» Problem to work on
Please retype the records below exactly as they stand.

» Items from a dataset
PR #70, opened 2025-08-18
Add Initial Buff Support

ErwinsExpertise:
This will add in the initial support for buff skills, and can easily be extended to items. I plan on increasing the support to items, and more skills but I wanted to add in the basic system.

Right now basic buff skills such as haste, rage, etc are supported. I am working on boost, shadow partner, and things of that nature next.

### DIFF
--- a/channel/handlers.go
+++ b/channel/handlers.go
@@ -2994,7 +2994,7 @@ func (server Server) handleChatEvent(conn mnet.Server, reader mpacket.Reader) {
 	}
 }
 
-func (server *Server) getAffectedPartyMembers(p *party, src *player, affected byte) []*player {
+func getAffectedPartyMembers(p *party, src *player, affected byte) []*player {
 	if p == nil || src == nil {
 		return nil
 	}
@@ -3087,7 +3087,7 @@ func (server *Server) playerSpecialSkill(conn mnet.Client, reader mpacket.Reader
 			plr.addBuff(skillID, skillLevel, delay)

» Answer below
PR #70, opened 2025-08-18
Add Initial Buff Support

ErwinsExpertise:
This will add in the initial support for buff skills, and can easily be extended to items. I plan on increasing the support to items, and more skills but I wanted to add in the basic system.

Right now basic buff skills such as haste, rage, etc are supported. I am working on boost, shadow partner, and things of that nature next.

### DIFF
--- a/channel/handlers.go
+++ b/channel/handlers.go
@@ -2994,7 +2994,7 @@ func (server Server) handleChatEvent(conn mnet.Server, reader mpacket.Reader) {
 	}
 }
 
-func (server *Server) getAffectedPartyMembers(p *party, src *player, affected byte) []*player {
+func getAffectedPartyMembers(p *party, src *player, affected byte) []*player {
 	if p == nil || src == nil {
 		return nil
 	}
@@ -3087,7 +3087,7 @@ func (server *Server) playerSpecialSkill(conn mnet.Client, reader mpacket.Reader
 			plr.addBuff(skillID, skillLevel, delay)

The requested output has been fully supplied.